The main elements are:

  • The witness: which is the data of the computation. The witness is made of many elements, sometimes called signals or cells. Some signals are public and private, the public part is sometimes called the advice and the private part is sometimes called the instance. The witness usually contains the input and output of the computation, but also most or all its intermadiate values.
  • Setup: it is a series of constraints or assertions over the witness data, that define which computations are valid.
  • Witness generation: an algorithm that helps calculating the right values for all the signals.
  • Proving and validation key: given a setup the proving system can generate proving and validation pair of keys
  • Proof and prover: given a setup and a witness, the prover using the proving key can generate a proof. This proof will be valid if and only if the witness follows the setup constraints.
  • Validator: given a proof and the public part of the witness and a validation key, the validator using the proving system can check that the proof is valid. That is, to generate that proof the prover had to have a witness (if which this public part is part of) that followed the setup.

It is important to note that if the prover and validator have agreed on the setup will have the same proving and validation keys, and will not have to trust each other.

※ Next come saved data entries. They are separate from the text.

PR #1182, opened 2024-07-25
Formatted text optimization

Kiera38:
some formatted text optimizations.
added `append_text` function to append text to the end of the document.

### DIFF
--- a/pyglet/text/document.py
+++ b/pyglet/text/document.py
@@ -247,7 +247,7 @@ class AbstractDocument(event.EventDispatcher):
         self._text = ""
         self._elements: list[InlineElement] = []
         if text:
-            self.insert_text(0, text)
+            self.append_text(text)
 
     @property
     def text(self) -> str:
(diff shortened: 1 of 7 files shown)


caffeinepills:
Hey Kiera, thanks for taking the time to do this. I have been wanting to look into this at some point as well.

One thing that doesn't work with this approach is `IncrementalTextLayouts`. With those (aka Textboxes) it just replaces the text entirely.

You can test this via examples/text/text_input.py (you may have to sync back to master branch as an import was just fixed to make this work). There are also interactive examples via tests/interactive/text

You may want to change it to only appending when the text is specifically added at the end and inserting at other times.

Kiera38:
Fixed it. The text is normally edited. `IncrementalTextLayout` incorrectly updated `owner_runs` in `on_insert_text`.

caffeinepills:
Thanks for fixing that. Upon further testing, it does appear there is still an issue somewhere.

It's now possible for a glyph box to be completely empty.

Steps: 
Open up text_input.py
For the text box "This is a test"
Replace "is" with "was"
Backspace all characters until no characters left. 
The resulting _GlyphBox will exist with no glyphs.

Kiera38:
Sorry for the long delay.  Fixed a small bug.  Now the text is deleted normally after editing.

caffeinepills:
Sorry I couldn't look at this sooner. Thanks for that. After testing it, I can't see any issues, seems good!

However, maybe this was overlooked, but changing the `text` property on the document doesn't actually take this new behavior into account. From what I can tell this only calls `append_text` when you are creating the document. Performance is roughly the same on my machine between master and your branch in this regard. However, I am only using a default label, this may be different on a different kind of document. Just curious what improvements you are seeing using this optimization?

Kiera38:
The difference between `insert_text` and `append_text` is only in `FormattedDocument`, when we add text in parts, as in decoders. There is not much difference for changing the `text` property, but `append_text` will be a slightly faster.

Also, `insert_text` has been optimized here, which now uses `RunList.insert_run` instead of `RunList.insert` + `RunList.set_run` to set the style in most cases. 

In addition, `append_run` is now also used to create `owner_runs`, which will be faster if the font changes frequently.

caffeinepills (approved):
Looks good.

caffeinepills:
My apologies I should have looked at this closer. @Kiera38 After looking further, it seems that this broke formatting with the attributed documents.

What it currently looks like:
image


What it should look like:
image

Issue #1175, opened 2024-07-19
Migration guide for major breaking changes due to audio backend rework


fladd:
As described [here](https://github.com/pyglet/pyglet/pull/975#issuecomment-2240422290), the major breaking audio changes that have been introduced in 2.0.12 have effects on other software that relies on Pyglet for audio playback (in my case https://github.com/zipped-album/zap).

Due to the lack of documentation of these changes, it is not straight-forward to make already existing (now broken) code - which worked fine in Pyglet 1 and Pyglet 2 (until 2.0.12) - work again.

Assuming that 2.0.10 will not be maintained in parallel in the future, a migration guide, which explains the changes in detail and gives step-by-step instructions on what parts need adaptation, would help with migrating existing software to 2.0.12 and beyond.

caffeinepills:
Thanks for the report.

Can you provide information to help us with your issue?  Including the information specified in the bug report form, if you can share the output of the `python -m pyglet.info` command. If this is not possible, please provide the OS information, Python information, Codec (If ffmpeg, which version), audio driver being used (PulseAudio, OpenAL, etc), and if possible an example of audio having issues (or format).

fladd:
@caffeinepills Thanks for getting back to me.

I indeed had to override the `__init__` of `FFmpegSource` for two reasons:
1. The original did not support 24bit FLAC files (it does specify 24 bits, but as far as I could tell, files when loaded in Pyglet were 32bit padded, so I added that and it worked)
2. I needed to implement dithering, because OpenAL does not support 24 bits, so I had to resample, but I wanted to do this properly (i.e with dithering and noise shaping)

I actually just had a look at my customized `__init__` yesterday and it seemed pretty up to date. I only had to change the part that used `asbytes_filename`, as this does not seem to be supported since 2.0.12 anymore.

The temp file loading I do is because I play files directly from a ZIP file, and for this to work, I apparently need to first unzip the file I want to play into a temporary file on disk.

I am getting somewhere, though! With one simple change (apparently the DirectSound`buffer_size` and OpenAL`ideal_buffer_size` have been unified to `_buffered_data_ideal_size` across all drivers in 2.0.12), I can now get my `AudioPlayer` class to work! I have audio and it seeks correctly it appears.

[...]

PR #1184, opened 2024-07-27
Fix for issue uncovered in #1175

Square789:
This fixes the issue of `PreciseStreamingSource`s not passing through their wrapped source's attributes by removing it entirely, moving the logic that buffers audio from imprecise sources into the `AudioPlayer` base class.

Wrapping sources like that is quite messy, the truly solid alternative would be forwarding source attributes entirely via property overrides (See https://github.com/Square789/pyglet/tree/precise_streaming_fix_a). I did not open that branch as a PR because i believe this solution is preferrable.  
This commit series also removes an instance in `Player` where the `PreciseStreamingSource` wrapper had to be created parallel to the `Source.get_queue_source`, removing a duplication of logic.

### DIFF
--- a/pyglet/media/codecs/base.py
+++ b/pyglet/media/codecs/base.py
@@ -389,9 +389,9 @@ class Source:
         """Return the ``Source`` to be used as the queue source for a player.
 
         Default implementation returns ``self`` if this source is precise as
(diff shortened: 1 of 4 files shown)


benmoran56 (approved):

benmoran56:
Thanks Square!

PR #1189, opened 2024-08-03
Gui widget fixes1

shenjackyuanjie:
fix some typing in `event`
and fix `TextEntry` background

image

### DIFF
--- a/pyglet/gui/widgets.py
+++ b/pyglet/gui/widgets.py
@@ -118,7 +118,7 @@ class WidgetBase(EventDispatcher):
         raise NotImplementedError('Value depends on control type!')
 
     @value.setter
-    def value(self, value: int | float | bool):
+    def value(self, value: int | float | bool) -> None:
         raise NotImplementedError('Value depends on control type!')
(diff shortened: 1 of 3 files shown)


shenjackyuanjie:
image

oh, I forgot to reinstall it, it's fine

pyglet/gui/widgets.py
```diff
@@ -445,7 +445,7 @@ def __init__(self, text: str,
                 Optional parent group of text entry widget.
         """
         self._doc = pyglet.text.document.UnformattedDocument(text)
-        self._doc.set_style(0, len(self._doc.text), dict(color=text_color))
```
benmoran56, line 448: Doesn't the linter prefer `dict(...)` instead of `{...}`?

benmoran56:
Closing because this work is also in the other PR.

pyglet/gui/widgets.py
shenjackyuanjie: it prefer `{...}` better

PR #1200, opened 2024-09-03
Fixed two simple typos in docs, missing "t" and "an" before "Window" 

lizard-wizard-git:
… which is a word that begins with a consonant sound, so it should be "a Window"

(Sorry if something is wrong, it's my first pull request)


benmoran56 (approved):

benmoran56:
Thank you for this. Everything looks good. And congratulations on your first pull request!

lizard-wizard-git:
Thank you! Feels good to do something useful :)

PR #1212, opened 2024-09-30
Support OpenGL structures in UBO's

caffeinepills:
Adds/fixes support to allow Structures from OpenGL to be created with UBO's. This also works now with nested structures and structure arrays.

Doing this is much more performant than updating dozens or hundred of individual uniforms for game objects.

Added a test to retrieve the data after setting it to ensure it's entered correctly. Need to eventually add a projection back to the Shadow Window, this way we can use a FBO to determine if the shader actually set the right value by looking at the pixel data of a sprite. Otherwise this should be good.

Feel free to let me know if you find any bugs.

### DIFF
--- a/RELEASE_NOTES
+++ b/RELEASE_NOTES
@@ -1,3 +1,30 @@
+pyglet 2.0.17
+
+Changes and Improvements
+------------------------
+- image: Use dedicated shader for blitting to fix blending issues. (#1170)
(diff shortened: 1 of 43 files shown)


benmoran56 (dismissed):

benmoran56:
This looks great! I'll test this a bit on my end, but I don't see any issues with the implementation.

benmoran56 (approved):

PR #1216, opened 2024-10-05
Fix F1,F2,.. handling on Mac

mnowotnik:
Regression was created in 1.5.28 after switching to NSApplication event loop. F1,F2,F3,.. keys stopped being properly handled. Only keyup events are registered, but not keydown.

Attempt to fix by sending F* keydown events to window. They seem to get lost in the propagation chain, but I don't know why.

### DIFF
--- a/pyglet/app/cocoa.py
+++ b/pyglet/app/cocoa.py
@@ -6,7 +6,25 @@ from pyglet.app.base import PlatformEventLoop, EventLoop
 from pyglet.libs.darwin import cocoapy, AutoReleasePool, ObjCSubclass, PyObjectEncoding, ObjCInstance, send_super, \
     ObjCClass, get_selector
 
-NSApplication = cocoapy.ObjCClass('NSApplication')
+
+class PygletNSApplication_Implementation:
+
+    _F_KEYS = (cocoapy.NSF1, cocoapy.NSF2, cocoapy.NSF3, cocoapy.NSF4, cocoapy.NSF5, cocoapy.NSF6, cocoapy.NSF7,
+               cocoapy.NSF8, cocoapy.NSF9, cocoapy.NSF10, cocoapy.NSF11, cocoapy.NSF12, cocoapy.NSF13, cocoapy.NSF14,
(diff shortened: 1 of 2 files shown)


caffeinepills:
Hey @mnowotnik good catch! Sorry about that.

The use of `NSApplication` is still kind of a WIP to address issues between various Python versions and MacOS versions.

Looking into this, I think the fix may be a little simpler, but it looks to be because of the `performKeyEquivalent_` function. If it returns `False` it means the event was unhandled and gets passed to the responders, if it returns `True` it doesn't go through the responder chain.

I am not 100% sure why it was done this way.  Maybe it has to do with the fact some Function keys also have other capabilities like volume or brightness. Furthermore I am not sure why we only caught just the Home, End, Page Up, Page Down keys. As far as why we are doing that, the notes say `Overriding this method helps prevent system beeps for unhandled events.` however I can't seem to replicate any 'beeps' using my keyboard when commenting out the function itself.

https://github.com/pyglet/pyglet/blob/7387e594bee7e84664f931c2d9486636e4c28f8c/pyglet/window/cocoa/pyglet_view.py#L218-L233

To allow all function keys through we can do this:
```py
    def performKeyEquivalent_(self, nsevent):
        # Let arrow keys and certain function keys pass through the responder
        # chain so that the textview can handle on_text_motion events.
        modifierFlags = nsevent.modifierFlags()
        if modifierFlags & cocoapy.NSNumericPadKeyMask:
            return False
        if modifierFlags & cocoapy.NSFunctionKeyMask:
            return False
        # Send the key equivalent to the main menu to perform menu items.
        NSApp = cocoapy.ObjCClass('NSApplication').sharedApplication()
        NSApp.mainMenu().performKeyEquivalent_(nsevent)
        # Indicate that we've handled the event so system won't beep.
        return True
```
If you could test and see if this resolves it on your end.

If you want to test further and remove the function entirely and see how it impacts things, that would be nice. See if it can produce 'beeps'. If that can be resolved, we can probably just remove the overridden function entirely now.

benmoran56 (approved):

PR #1223, opened 2024-10-06
Revert "Fix F1,F2,.. handling on Mac (#1216)"

mnowotnik:
This reverts commit 686697c0bfc38d0f62022d8e95bcffbcc69a5668.

Tested newest master branch and after changes from @caffeinepills this fix is no longer needed.


caffeinepills:
Thanks for testing. I have reverted these changes already so we should be good.

benmoran56:
Just to add, it tests OK on my M1 mac as well.

PR #1226, opened 2024-10-13
Move py.typed to include it in wheel

viblo:
This moves py.typed marker file into the pyglet folder, since that is what is put into the wheel and later installed when pyglet is installed. (Right now its not included in the published wheel)


benmoran56 (approved):

benmoran56:
Ah, thanks for that.

PR #1229, opened 2024-10-22
Stop F5 from autocompleting on mac

mnowotnik:
F5 triggers list of autocompletions on MacOS and because NSTextView is global for the whole app, it shows in the bottom left corner. This change disables it.


benmoran56:
Hi @mnowotnik, thank you for the PR, and sorry for the long delay.

For reference, can you say which hardware platform you tested against? IE:  M1 Macbook Pro, etc.
There seems to be slightly different behavior between different architecture Macs.

mnowotnik:
Just M1 MacBook Pro

benmoran56 (approved):

benmoran56:
Thanks Michał!

PR #1241, opened 2024-12-05
Add support for FFmpeg 7.1

caffeinepills:
Update FFMpeg to support new versions as lots of deprecations and re-orderings were made to the structures.

Tested on Windows 10 x64 with version Ffmpeg 7.1 and Python 3.10 and 3.12.


benmoran56 (approved):

benmoran56:
Works fine on Arch Linux with FFmpeg n7.1

PR #1251, opened 2025-01-03
Fixes for typing

pvcraven:
In working with the Arcade library, I noticed the latest rc3 had some issues with imports and typing. Pyright was not happy.

This PR fixes those issues and Arcade is able to import things and keep pyright happy.


eruvanos:
Could you also remove the `__match_args__` from the Vec classes (like: https://github.com/pyglet/pyglet/blob/093206c7e9152455d4552549eaa2a3ee5a1a5a7f/pyglet/math.py#L54)

That makes mypy unhappy about to much arguments for Vec2-Vec4

pvcraven:
> Could you also remove the __match_args__ from the Vec classes

Pushed an update with that removed. It does fix over 100 errors in arcade's mypy run.

benmoran56 (approved):

PR #1265, opened 2025-02-01
Small fixed in quickstart docs and examples

cdeil:
I think the `__docformat__` and `__version__` in the examples is useless?
(git blame shows it wasn't touched since 17 years)

If correct I could send another PR to systematically remove it from all example files or add that here if you prefer.

### DIFF
--- a/doc/programming_guide/quickstart.rst
+++ b/doc/programming_guide/quickstart.rst
@@ -190,8 +190,8 @@ Specify ``streaming=False`` in this case::
     sound = pyglet.resource.media('shot.wav', streaming=False)
     sound.play()
 
-The `examples/media_player.py` example demonstrates playback of streaming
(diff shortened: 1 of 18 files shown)


benmoran56 (approved):

benmoran56:
Thanks for the PR Christoph. 

Yes, if you have the ambition, please go ahead with removing those markers. They are not needed, but I guess nobody touched them since they are harmless.  I suppose it could be confusing for new users who might think they are something important.

cdeil:
> go ahead with removing those markers

@benmoran56 - Done in 8e80d8a .

> I suppose it could be confusing for new users who might think they are something important.

Yeah, I want to use Pyglet / Arcade examples to teach kids coding and think the simpler / less distractions the better.

benmoran56 (approved):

What is a ZKP arithmetization?

An arithmetization is the way to represent the setup to the proving system. They are very low level and based on polynomials. As a simil, if the proving system is a CPU, the arithmetization is its machine code.

What is a ZKP low-level DSL?

It is a tool to write arithmetization in a more developer friendly way, but still very close to the arithmetization. If arithmetization is machine code, a ZKP low-level DSL is like assembly.

What is a ZKP high-level structured language?

They allow to write the setup in a way that is closer to the way a developer thinks about the computation, and they get compiled to the arithmatization. Following the previous simil a ZKP high-level structured language is like Python.

Chiquito is an example of ZKP high-level structured language that is based on steps.

What is a Finite Prime Field?

In ZKP the witness signals are not made of bytes, they are elements (or values) of a Finite Prime Field. We need to understand how FPFs work in order to write circuits.

As a developer you can see it as a unsigned integer type where the maximum value is a prime minus one (p - 1 instead of 2^n-1) and addition and multiplication overflows as expected, so a + b = a + b mod p and a * b = a * b mod p.

Negative values are obtained by the formula a + (-a) mod p = 0.

The prime p is usually a very big number when used in ZKP, but we can see an easy example with p = 7.

The posible values would be 0, 1, 2, 3, 4, 5 and 6. If we go over p it overflows around to 0. So for example 6 + 1 = 0 or 5 + 3 = 1.

Then for example -3 + 3 mod 7 = 0 which is satisfied by 4 + 3 mod 7 = 0 => -3 = 4.

This is a very short summary of what you need to know about FPFs.